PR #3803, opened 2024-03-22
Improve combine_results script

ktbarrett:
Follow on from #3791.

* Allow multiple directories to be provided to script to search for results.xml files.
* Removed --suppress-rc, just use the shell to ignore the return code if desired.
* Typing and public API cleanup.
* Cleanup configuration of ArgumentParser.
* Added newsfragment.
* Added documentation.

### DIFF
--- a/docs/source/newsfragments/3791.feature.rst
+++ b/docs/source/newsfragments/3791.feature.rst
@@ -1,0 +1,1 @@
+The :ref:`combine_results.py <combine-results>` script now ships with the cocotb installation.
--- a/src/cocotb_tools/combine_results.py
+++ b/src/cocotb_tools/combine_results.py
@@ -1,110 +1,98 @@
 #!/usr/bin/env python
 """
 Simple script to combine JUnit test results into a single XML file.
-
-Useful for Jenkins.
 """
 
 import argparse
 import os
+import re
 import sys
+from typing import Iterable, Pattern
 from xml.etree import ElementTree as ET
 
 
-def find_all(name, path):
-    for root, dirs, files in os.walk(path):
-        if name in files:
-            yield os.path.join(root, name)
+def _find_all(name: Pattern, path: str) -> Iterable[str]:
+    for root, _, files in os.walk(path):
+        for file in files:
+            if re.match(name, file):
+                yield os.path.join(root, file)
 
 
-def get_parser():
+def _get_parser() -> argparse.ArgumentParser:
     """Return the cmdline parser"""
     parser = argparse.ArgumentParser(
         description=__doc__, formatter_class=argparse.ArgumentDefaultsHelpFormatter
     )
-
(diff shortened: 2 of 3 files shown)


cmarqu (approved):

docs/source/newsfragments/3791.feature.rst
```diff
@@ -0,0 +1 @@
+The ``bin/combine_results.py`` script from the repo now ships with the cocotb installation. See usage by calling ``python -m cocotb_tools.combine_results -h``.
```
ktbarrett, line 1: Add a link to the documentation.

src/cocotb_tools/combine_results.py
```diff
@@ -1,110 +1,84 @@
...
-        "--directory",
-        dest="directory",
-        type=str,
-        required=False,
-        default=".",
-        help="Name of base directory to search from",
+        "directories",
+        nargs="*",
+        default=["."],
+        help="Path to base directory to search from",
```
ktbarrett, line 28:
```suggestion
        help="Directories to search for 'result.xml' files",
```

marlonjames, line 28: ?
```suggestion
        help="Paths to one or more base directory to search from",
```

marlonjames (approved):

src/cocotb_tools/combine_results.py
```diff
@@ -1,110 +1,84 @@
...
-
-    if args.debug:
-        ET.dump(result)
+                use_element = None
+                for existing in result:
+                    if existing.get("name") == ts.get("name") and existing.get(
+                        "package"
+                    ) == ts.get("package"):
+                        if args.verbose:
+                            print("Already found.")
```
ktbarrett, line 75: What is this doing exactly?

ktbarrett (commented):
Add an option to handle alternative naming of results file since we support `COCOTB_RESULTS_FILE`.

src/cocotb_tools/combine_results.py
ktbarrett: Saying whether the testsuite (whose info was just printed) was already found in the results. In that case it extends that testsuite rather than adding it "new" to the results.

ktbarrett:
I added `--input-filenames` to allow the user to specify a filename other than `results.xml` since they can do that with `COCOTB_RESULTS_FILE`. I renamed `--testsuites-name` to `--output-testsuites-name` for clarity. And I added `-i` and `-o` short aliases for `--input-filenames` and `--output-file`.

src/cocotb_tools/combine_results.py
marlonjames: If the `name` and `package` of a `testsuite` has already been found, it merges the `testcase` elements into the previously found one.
-=-=-
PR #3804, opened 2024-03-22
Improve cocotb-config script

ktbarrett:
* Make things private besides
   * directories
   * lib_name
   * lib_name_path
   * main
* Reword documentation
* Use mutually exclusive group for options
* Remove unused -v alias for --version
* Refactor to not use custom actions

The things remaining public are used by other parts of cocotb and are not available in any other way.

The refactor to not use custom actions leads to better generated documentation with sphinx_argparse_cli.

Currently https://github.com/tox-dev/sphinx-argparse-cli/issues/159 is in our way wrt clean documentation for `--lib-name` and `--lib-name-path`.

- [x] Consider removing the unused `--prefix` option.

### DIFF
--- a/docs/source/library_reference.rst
-=-=-
On how many lines of the listing does the string "directory" occur? Give the number by itself.

5